* [WORK TO BE COMPLETED]:
Repeat the records. Each line must match exactly.

(Dataset entries)

################

PR #87, opened 2020-01-27
Finished PreCourse_1, Please review

sowmyadvn:


sowmyadvn:
> Great job with this sprint Sowmya
> Quick tips
> 
> 1. Include time and space at top of your file
> 2. Write what were the challenges that you face which we can address and help you with

Thanks for reviewing @super30admin. I just added time complexity of algorithms. One question I have is regarding time complexity of insert in binary tree. I assumed it is O(N) here because, in worst case, only the last node of the last level might not have left and right nodes. Is that correct?  And would the complexity be any different if it is DFS?

super30admin:
@sowmyadvn Nope the complexity (worst case) scenario of DFS would have been O(n) as well for binary tree.

sowmyadvn:
@super30admin  Thanks a lot for clarifying! :) I am having fun coding already!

################

* [ANSWER TO THIS PROBLEM]:
PR #87, opened 2020-01-27
Finished PreCourse_1, Please review

sowmyadvn:


sowmyadvn:
> Great job with this sprint Sowmya
> Quick tips
> 
> 1. Include time and space at top of your file
> 2. Write what were the challenges that you face which we can address and help you with

Thanks for reviewing @super30admin. I just added time complexity of algorithms. One question I have is regarding time complexity of insert in binary tree. I assumed it is O(N) here because, in worst case, only the last node of the last level might not have left and right nodes. Is that correct?  And would the complexity be any different if it is DFS?

super30admin:
@sowmyadvn Nope the complexity (worst case) scenario of DFS would have been O(n) as well for binary tree.

sowmyadvn:
@super30admin  Thanks a lot for clarifying! :) I am having fun coding already!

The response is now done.